(Beginning of INFORMATION GIVEN)
PR #356, opened 2019-05-10
Inform user about missing GitHub access when adding projects

### LINKED ISSUE #305: Re-request GitHub credentials if we get a "bad credentials" exception
I get a _500 Internal Server Error_ when I try to add a new project by clicking my username in the right top corner.

agathver:
Shows a button to reconnect to GitHub

Fixes #305

### DIFF
--- a/site/app/config/config.yml
+++ b/site/app/config/config.yml
@@ -34,7 +34,7 @@ framework:
     cache:
         pools:
             # Cache pool for all GitHub API requests done through
-            # GithubApiService
+            # GitHubApiService
             app.cache.githubapi:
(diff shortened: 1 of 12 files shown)


imphil:
So by this PR, if we detect an auth failure when talking with GitHub, we treat this as temporary error and do not disable the GitHub linkage permanently. Sounds good as a first stab at this problem, but we most likely need to go beyond that in a future change (e.g. disconnecting from GitHub permanently if errors accumulate, or if we have clear indication that this isn't a temporary problem but the user permanently removed our GitHub connection)

PR #364, opened 2019-05-26
Separate GitHub crawler

### LINKED ISSUE #346: Gather github metrics independent of crawling
For projects hosted in GitHub we support additional metadata like stars, issues and pull requests. 

In the current setup, these are refreshed only when a repo crawl is performed which is during a new commit to the project. Thus, most of our GitHub data is stale. 

By decopuling the crawlers we can update github data more frequently.

agathver:
Separates GitHub metadata into its own crawler.
Entirely reworks the way the crawlers work.

Implementation details:
* GitHub metadata is treated as optional data and hence we don't show "project is in processing" if the project is in the Github metadata queue, but has completed processing of normal metadata (this is rare)

Fixes #346


site/src/Controller/ProjectController.php
```diff
@@ -273,7 +275,7 @@ public function viewAction(
             'contributorsGraph' => $this->makeGraph(
                 $projectMetricsProvider->getContributorHistogram($p, Dates::INTERVAL_YEAR)
             ),
-            'isHostedOnGithub' => GithubRepoCrawler::isGithubRepoUrl($p->getSourceRepo()->getUrl()),
+            'isHostedOnGithub' => preg_match_all(self::GH_REGEX,$p->getSourceRepo()->getUrl()),
```
imphil: Can you move the regex into the SourceRepo and/or GitSourceRepo class, e.g. as `getHostingSite()`? We don't want to have this check in multiple places.

site/src/Consumer/UpdateGitHubMetadataConsumer.php
```diff
@@ -0,0 +1,247 @@
...
+            // next requests.
+            $this->logger->error(
+                "Processing of repository resulted in an ".get_class($e)
+            );
+            $this->logger->error('Message: '.$e->getMessage());
+            $this->logger->error('Trace: '.$e->getTraceAsString());
+
+            return false;
+        }
+    }
```
imphil: Most code in this consumer is copied from UpdateProjectInformation. Can you make a common base class for these two, e.g. `ProjectConsumer` that contains the shared code in `execute()`, and calls a `executeProjectUpdate(Project)` function or something similar?

site/src/Consumer/UpdateGitHubMetadataConsumer.php
```diff
@@ -0,0 +1,247 @@
...
+     */
+    private function updateGithubMetadata(Project $project)
+    {
+        try {
+            $this->logger->info("Enriching project: {$project->getFqname()} with GitHub metadata");
+            $client = $this->getGithubClient($project);
+
+            $repoUrl = $project->getSourceRepo()->getUrl();
+
+            $isGithubRepo = preg_match(static::GH_REGEX, $repoUrl, $matches);
```
imphil: see below: please put this check into the SourceRepo class or its subclasses.

agathver:
@imphil Rebased and updated

site/src/Consumer/AbstractProjectUpdateConsumer.php
```diff
@@ -0,0 +1,95 @@
...
+                // table
+                $this->logger->error(
+                    "Unable to update project with ID $projectId: project does "
+                    ."not exist."
+                );
+
+                return true; // don't requeue
+            }
+
+            return $this->processProject($project);
```
imphil: You need to return true or false here to signal "requeue" or "not requeue". Please update the docs for `AbstractProjectUpdateConsumer::processProject` and the implementations (which currently return nothing mostly).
(End of INFORMATION GIVEN)
- _TO DO_
The answer must be a single number: how many lines in the data above contain the string "getUrl".

- _ANSWER SPACE_
3